Record extracts START

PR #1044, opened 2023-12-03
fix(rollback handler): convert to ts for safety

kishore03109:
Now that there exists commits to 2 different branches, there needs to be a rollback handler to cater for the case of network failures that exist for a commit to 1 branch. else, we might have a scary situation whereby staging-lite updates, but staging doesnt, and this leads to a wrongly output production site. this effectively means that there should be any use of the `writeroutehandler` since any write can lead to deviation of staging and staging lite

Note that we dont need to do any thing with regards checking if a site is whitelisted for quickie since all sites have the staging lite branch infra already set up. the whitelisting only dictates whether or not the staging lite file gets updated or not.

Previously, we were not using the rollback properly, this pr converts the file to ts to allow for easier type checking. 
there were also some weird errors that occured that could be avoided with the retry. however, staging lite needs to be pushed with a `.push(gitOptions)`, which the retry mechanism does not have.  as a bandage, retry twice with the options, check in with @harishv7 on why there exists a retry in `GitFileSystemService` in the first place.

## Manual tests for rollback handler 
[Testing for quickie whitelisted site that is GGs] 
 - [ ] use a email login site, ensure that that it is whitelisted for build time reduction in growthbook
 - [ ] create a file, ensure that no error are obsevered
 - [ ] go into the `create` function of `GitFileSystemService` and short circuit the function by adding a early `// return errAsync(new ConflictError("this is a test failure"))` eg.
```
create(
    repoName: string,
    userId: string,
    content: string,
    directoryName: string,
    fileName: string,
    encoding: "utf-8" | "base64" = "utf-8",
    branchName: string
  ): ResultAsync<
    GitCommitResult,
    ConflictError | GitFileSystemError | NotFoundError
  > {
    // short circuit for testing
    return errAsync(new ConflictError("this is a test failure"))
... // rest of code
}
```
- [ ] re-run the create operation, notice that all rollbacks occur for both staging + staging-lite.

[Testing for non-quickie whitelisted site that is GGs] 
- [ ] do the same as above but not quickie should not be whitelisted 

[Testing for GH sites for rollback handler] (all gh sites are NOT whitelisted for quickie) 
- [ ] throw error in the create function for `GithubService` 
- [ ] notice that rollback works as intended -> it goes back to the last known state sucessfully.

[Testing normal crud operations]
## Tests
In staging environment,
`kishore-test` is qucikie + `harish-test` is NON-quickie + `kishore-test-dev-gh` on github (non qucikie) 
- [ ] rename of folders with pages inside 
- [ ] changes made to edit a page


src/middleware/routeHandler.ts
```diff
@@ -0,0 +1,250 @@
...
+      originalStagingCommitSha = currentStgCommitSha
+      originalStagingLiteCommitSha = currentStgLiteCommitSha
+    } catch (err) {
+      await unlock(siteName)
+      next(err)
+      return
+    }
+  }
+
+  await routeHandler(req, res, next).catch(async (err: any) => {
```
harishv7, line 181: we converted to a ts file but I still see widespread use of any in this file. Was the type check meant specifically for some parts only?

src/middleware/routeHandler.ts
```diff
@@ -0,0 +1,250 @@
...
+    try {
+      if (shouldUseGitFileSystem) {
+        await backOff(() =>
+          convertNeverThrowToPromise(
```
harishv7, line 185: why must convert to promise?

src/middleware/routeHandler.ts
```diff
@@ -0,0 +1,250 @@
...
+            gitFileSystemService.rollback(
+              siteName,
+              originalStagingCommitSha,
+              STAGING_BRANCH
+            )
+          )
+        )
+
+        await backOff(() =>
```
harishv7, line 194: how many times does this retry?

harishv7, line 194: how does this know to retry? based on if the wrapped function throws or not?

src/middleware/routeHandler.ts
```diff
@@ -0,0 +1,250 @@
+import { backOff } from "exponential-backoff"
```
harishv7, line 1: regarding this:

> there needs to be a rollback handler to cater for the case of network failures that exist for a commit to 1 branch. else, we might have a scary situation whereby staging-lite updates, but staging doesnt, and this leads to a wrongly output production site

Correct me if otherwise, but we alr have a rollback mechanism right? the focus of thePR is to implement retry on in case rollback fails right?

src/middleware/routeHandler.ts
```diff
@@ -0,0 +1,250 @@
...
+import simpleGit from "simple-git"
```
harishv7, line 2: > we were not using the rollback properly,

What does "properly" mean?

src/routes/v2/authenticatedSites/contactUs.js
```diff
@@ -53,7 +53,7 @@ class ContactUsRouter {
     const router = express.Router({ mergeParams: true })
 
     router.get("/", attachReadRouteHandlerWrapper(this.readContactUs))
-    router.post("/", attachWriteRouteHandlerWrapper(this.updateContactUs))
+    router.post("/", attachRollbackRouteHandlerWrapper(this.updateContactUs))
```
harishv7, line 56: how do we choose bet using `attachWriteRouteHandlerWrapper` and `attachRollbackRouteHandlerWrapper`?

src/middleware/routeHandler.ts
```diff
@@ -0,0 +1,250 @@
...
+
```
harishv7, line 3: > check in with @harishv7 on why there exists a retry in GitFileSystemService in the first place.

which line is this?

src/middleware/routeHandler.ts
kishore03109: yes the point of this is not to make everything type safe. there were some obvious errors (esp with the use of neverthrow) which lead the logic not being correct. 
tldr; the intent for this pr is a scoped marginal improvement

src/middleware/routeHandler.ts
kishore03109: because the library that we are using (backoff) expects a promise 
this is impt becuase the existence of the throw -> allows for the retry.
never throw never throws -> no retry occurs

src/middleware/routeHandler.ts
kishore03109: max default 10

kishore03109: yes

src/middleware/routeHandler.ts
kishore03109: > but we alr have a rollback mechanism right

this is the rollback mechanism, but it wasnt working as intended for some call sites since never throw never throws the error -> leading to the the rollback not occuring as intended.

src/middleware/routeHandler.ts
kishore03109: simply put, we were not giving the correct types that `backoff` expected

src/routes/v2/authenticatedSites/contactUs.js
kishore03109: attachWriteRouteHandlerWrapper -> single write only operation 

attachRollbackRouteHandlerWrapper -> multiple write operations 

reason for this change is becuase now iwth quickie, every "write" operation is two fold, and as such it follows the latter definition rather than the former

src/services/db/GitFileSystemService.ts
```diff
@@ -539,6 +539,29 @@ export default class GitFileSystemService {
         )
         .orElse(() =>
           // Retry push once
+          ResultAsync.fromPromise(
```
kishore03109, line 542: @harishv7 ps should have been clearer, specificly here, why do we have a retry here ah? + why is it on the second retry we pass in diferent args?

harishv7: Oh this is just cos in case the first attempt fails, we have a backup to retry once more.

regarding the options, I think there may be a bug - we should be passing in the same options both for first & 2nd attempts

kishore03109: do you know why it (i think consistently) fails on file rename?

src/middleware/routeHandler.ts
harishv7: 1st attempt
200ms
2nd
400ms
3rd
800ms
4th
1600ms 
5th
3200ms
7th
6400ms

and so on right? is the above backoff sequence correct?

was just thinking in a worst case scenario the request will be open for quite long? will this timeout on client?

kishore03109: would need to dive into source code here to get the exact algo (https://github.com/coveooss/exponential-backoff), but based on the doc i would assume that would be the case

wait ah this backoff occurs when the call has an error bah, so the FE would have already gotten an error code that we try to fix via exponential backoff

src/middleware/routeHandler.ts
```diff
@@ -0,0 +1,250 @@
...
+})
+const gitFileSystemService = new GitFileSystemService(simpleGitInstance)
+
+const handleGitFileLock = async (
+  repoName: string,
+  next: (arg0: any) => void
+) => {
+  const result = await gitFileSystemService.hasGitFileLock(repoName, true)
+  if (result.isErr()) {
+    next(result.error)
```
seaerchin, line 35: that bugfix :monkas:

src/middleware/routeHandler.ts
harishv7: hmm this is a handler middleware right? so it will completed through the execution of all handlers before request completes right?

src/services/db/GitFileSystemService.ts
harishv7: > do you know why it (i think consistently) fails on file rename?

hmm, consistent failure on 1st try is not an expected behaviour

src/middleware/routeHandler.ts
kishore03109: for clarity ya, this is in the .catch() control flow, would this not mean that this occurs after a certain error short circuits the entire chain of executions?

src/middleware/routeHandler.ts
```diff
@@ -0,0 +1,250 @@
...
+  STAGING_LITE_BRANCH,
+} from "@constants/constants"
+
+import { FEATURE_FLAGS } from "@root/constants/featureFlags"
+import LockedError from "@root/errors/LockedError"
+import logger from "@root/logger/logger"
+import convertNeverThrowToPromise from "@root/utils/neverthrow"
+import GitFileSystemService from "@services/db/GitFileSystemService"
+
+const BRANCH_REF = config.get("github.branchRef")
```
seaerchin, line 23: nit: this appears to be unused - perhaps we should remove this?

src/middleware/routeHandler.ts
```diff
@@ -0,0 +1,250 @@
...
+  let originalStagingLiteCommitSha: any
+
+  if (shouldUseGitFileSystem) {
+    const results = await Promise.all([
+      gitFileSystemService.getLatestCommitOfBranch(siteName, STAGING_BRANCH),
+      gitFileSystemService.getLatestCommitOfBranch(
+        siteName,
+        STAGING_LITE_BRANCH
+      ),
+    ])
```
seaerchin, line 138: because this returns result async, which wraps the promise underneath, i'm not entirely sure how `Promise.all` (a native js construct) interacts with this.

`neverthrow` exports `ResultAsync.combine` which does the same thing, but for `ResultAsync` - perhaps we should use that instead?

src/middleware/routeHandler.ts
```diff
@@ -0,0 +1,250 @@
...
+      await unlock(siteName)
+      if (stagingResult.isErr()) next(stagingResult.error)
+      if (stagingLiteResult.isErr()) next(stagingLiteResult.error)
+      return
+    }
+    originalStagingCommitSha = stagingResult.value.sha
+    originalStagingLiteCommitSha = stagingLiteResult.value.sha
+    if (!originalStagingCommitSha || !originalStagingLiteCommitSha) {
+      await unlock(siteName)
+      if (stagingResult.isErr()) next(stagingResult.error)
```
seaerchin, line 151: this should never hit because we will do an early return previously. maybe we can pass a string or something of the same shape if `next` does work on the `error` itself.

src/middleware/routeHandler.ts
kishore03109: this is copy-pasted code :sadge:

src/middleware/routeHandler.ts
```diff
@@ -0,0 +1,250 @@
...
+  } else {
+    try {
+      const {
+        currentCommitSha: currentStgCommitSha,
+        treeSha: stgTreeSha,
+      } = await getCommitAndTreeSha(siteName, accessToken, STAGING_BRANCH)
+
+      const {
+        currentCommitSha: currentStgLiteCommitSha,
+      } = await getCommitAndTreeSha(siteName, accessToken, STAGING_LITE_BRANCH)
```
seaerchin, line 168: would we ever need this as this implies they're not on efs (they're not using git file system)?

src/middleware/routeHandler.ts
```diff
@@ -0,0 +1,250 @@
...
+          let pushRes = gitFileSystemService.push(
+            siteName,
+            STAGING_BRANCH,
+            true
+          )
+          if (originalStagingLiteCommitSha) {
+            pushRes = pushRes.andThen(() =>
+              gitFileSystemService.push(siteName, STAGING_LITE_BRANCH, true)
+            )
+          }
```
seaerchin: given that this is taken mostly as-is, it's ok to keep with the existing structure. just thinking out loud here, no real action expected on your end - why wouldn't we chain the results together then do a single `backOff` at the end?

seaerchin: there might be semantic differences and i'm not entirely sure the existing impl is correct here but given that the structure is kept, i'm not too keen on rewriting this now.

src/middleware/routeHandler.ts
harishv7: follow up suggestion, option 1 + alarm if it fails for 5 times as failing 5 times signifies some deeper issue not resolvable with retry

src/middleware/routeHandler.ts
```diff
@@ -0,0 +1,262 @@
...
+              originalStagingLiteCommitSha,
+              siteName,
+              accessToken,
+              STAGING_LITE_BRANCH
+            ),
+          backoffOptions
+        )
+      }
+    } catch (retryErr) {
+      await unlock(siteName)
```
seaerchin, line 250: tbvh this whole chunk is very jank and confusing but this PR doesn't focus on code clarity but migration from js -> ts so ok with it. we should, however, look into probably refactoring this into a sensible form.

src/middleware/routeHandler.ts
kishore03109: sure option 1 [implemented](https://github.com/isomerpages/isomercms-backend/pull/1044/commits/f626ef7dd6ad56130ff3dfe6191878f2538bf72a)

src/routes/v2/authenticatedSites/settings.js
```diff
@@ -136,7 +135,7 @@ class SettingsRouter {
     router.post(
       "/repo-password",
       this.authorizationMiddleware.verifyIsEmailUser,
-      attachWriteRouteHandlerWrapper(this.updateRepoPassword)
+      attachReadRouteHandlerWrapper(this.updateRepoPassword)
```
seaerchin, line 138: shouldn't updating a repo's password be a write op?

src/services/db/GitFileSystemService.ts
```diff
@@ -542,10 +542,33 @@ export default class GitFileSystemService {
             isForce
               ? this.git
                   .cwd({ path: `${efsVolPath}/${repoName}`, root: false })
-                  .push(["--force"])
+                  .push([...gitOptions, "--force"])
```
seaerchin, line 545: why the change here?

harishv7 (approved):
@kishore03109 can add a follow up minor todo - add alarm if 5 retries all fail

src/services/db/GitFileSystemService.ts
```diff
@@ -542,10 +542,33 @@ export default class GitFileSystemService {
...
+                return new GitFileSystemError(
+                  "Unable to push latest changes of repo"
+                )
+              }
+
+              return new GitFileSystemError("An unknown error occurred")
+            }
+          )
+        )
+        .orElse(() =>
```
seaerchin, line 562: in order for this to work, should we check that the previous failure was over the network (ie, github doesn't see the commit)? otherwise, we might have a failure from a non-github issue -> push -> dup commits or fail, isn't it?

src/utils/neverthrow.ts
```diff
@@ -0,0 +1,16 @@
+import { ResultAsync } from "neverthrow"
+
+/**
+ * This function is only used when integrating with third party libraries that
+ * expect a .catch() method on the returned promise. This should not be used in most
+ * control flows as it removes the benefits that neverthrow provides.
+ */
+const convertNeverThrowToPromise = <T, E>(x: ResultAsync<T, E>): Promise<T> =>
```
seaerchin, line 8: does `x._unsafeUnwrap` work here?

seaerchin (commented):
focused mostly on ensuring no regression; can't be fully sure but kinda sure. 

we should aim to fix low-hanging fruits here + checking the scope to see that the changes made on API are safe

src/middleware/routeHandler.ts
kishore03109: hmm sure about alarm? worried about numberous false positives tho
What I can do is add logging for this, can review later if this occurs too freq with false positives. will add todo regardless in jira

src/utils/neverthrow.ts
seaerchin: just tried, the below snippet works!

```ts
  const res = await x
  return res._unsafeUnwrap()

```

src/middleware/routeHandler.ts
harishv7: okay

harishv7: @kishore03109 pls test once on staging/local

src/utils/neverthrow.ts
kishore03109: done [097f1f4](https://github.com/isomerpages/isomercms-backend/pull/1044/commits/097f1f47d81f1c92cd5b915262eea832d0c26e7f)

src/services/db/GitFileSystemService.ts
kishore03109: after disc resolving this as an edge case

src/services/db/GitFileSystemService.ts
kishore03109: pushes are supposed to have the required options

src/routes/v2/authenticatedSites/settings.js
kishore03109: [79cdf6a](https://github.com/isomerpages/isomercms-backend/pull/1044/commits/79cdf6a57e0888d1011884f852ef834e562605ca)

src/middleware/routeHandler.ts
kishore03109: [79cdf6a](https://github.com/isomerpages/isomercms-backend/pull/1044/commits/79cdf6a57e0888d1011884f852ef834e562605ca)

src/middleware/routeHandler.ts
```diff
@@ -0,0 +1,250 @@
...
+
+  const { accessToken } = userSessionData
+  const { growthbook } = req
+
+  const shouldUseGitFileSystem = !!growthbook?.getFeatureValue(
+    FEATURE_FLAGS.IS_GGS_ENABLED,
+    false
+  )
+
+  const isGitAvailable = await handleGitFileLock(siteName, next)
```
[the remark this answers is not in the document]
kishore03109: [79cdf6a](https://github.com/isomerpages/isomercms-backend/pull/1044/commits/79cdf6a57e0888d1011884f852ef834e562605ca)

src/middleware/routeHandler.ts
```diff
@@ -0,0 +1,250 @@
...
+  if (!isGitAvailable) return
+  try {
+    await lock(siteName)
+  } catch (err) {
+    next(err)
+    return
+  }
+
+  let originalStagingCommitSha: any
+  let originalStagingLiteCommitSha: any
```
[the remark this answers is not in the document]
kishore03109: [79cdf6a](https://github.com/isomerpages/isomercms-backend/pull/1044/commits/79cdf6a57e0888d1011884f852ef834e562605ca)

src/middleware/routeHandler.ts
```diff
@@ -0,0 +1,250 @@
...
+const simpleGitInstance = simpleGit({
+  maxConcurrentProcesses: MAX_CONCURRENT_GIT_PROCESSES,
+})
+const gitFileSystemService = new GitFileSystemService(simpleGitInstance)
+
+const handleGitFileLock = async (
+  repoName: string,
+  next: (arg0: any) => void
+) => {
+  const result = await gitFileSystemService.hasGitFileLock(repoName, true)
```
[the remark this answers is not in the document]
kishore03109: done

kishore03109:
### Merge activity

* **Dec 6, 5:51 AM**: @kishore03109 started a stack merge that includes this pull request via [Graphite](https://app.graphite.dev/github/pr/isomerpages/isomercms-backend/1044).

Record extracts END
Record extracts START

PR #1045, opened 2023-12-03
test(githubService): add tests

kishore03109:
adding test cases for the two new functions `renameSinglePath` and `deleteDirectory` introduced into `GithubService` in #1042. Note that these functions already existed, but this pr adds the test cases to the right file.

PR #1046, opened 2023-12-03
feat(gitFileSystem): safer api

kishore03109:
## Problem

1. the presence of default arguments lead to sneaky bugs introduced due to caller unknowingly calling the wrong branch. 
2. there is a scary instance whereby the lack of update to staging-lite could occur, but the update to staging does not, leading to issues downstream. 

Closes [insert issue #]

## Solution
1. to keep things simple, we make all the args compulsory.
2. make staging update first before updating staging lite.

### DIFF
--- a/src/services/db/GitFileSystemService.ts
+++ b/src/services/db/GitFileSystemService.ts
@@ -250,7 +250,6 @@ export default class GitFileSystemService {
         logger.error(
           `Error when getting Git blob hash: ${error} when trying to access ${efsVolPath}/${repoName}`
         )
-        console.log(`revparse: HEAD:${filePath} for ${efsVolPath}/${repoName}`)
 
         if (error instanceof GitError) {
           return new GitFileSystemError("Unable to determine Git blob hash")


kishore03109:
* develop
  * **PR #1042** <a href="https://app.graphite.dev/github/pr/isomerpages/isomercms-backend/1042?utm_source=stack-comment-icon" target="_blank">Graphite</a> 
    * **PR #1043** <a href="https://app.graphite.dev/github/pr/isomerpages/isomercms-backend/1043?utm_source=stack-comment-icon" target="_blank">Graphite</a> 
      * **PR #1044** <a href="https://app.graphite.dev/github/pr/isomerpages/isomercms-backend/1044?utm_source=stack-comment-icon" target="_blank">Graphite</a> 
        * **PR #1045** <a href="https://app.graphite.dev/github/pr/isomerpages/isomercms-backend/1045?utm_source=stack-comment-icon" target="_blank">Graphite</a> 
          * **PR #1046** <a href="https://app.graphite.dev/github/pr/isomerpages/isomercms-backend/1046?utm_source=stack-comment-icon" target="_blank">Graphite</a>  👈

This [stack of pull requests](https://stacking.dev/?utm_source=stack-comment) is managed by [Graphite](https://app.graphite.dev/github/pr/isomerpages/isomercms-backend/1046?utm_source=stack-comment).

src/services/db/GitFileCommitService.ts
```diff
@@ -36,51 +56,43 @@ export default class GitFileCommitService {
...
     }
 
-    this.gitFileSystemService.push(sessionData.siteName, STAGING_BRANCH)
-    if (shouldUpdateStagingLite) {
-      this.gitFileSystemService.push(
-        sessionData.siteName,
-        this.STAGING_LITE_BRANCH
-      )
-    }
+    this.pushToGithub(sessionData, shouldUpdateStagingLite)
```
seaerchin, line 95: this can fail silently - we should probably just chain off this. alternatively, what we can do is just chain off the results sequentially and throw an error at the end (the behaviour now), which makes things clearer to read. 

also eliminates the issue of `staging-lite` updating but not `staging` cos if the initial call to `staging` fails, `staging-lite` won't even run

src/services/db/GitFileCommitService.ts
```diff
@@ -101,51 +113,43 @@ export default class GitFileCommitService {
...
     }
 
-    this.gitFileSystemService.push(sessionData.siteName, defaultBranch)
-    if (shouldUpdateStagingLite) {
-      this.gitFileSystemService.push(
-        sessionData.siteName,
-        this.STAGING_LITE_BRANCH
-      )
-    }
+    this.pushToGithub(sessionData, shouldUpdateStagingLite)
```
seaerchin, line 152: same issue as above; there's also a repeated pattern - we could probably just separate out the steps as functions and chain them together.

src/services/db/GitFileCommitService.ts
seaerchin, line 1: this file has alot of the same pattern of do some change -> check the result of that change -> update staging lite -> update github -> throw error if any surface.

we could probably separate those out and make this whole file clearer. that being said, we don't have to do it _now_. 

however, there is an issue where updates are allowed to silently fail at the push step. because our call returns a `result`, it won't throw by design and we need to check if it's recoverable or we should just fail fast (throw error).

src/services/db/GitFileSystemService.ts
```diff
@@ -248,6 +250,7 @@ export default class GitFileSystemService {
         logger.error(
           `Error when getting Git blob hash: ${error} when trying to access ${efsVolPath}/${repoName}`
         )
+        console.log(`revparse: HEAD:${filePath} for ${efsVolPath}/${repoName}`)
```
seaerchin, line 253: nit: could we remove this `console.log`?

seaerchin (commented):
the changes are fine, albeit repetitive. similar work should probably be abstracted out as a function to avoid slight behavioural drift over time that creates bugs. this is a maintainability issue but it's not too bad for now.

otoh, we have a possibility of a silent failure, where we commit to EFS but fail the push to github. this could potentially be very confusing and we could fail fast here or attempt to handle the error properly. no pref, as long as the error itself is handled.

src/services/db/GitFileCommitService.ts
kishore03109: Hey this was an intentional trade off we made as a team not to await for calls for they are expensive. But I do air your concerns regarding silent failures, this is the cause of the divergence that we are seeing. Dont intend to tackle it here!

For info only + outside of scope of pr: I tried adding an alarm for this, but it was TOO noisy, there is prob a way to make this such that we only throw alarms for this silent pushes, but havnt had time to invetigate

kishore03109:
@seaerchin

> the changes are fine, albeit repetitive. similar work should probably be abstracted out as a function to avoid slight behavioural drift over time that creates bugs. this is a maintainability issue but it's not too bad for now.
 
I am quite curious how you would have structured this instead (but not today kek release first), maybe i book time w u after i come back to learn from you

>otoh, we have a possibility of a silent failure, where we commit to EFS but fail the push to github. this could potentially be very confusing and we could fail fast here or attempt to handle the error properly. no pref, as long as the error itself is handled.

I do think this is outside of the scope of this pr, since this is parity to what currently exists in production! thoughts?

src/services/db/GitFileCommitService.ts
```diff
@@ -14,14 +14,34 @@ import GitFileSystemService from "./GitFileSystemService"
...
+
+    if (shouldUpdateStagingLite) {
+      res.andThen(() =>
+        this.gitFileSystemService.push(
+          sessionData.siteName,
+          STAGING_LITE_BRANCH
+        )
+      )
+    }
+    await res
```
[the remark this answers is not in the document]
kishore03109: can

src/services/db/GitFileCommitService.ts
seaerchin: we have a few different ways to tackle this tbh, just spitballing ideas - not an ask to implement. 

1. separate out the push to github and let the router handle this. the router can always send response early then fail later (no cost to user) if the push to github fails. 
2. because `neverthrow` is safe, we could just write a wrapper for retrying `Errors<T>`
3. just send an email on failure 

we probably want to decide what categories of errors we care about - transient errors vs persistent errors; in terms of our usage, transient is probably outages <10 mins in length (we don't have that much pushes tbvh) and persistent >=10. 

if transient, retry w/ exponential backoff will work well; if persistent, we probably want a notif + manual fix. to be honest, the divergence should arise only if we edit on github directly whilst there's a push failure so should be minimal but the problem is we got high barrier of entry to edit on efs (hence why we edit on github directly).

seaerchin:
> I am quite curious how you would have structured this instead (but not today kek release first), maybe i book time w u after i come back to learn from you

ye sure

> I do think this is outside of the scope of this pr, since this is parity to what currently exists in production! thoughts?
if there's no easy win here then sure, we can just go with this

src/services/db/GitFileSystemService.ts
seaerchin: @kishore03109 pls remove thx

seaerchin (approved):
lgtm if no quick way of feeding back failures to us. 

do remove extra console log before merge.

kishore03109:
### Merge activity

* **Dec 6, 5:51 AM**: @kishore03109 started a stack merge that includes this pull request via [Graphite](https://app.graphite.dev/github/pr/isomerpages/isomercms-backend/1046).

Record extracts END

When a line in the material includes the word "accessToken", copy it out.

• [Worked solution]:
+      } = await getCommitAndTreeSha(siteName, accessToken, STAGING_BRANCH)
+      } = await getCommitAndTreeSha(siteName, accessToken, STAGING_LITE_BRANCH)
+              accessToken,
+  const { accessToken } = userSessionData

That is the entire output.